Top of RECORDS SUPPLIED
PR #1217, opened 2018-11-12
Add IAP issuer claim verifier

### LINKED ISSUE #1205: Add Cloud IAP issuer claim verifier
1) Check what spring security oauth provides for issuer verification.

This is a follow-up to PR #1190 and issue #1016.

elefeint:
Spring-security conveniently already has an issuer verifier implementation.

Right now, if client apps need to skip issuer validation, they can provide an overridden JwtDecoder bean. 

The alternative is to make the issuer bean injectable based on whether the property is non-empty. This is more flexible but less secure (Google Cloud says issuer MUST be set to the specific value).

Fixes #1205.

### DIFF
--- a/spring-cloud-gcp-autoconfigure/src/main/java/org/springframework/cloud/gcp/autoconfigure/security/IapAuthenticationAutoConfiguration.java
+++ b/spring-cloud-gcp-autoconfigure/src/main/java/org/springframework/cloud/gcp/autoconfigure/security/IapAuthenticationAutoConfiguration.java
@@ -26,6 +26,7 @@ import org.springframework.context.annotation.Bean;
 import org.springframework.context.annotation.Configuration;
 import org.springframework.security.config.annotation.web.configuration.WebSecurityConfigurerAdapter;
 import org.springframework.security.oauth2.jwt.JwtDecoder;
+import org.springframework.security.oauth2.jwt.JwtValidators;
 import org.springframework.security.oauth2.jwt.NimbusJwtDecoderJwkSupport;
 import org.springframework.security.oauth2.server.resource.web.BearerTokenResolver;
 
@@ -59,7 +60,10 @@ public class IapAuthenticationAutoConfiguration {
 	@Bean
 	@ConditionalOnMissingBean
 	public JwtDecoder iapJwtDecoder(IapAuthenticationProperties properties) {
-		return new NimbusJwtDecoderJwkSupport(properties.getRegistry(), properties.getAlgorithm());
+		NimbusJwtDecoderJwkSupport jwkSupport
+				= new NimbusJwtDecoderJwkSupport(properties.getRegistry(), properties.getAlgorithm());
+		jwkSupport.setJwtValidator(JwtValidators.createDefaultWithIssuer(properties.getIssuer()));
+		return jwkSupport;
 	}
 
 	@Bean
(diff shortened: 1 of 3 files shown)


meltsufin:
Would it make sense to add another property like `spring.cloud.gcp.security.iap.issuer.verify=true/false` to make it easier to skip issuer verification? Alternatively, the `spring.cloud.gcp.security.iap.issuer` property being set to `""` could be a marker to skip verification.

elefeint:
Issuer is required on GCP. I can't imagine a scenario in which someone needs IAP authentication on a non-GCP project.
Bottom of RECORDS SUPPLIED
**WHAT TO DO:**
If a line comes after the one with "Right now, if", leave it out; reproduce exactly every line of the material from the first up to and including that one.

**YOUR SOLUTION:**
PR #1217, opened 2018-11-12
Add IAP issuer claim verifier

### LINKED ISSUE #1205: Add Cloud IAP issuer claim verifier
1) Check what spring security oauth provides for issuer verification.

This is a follow-up to PR #1190 and issue #1016.

elefeint:
Spring-security conveniently already has an issuer verifier implementation.

Right now, if client apps need to skip issuer validation, they can provide an overridden JwtDecoder bean. 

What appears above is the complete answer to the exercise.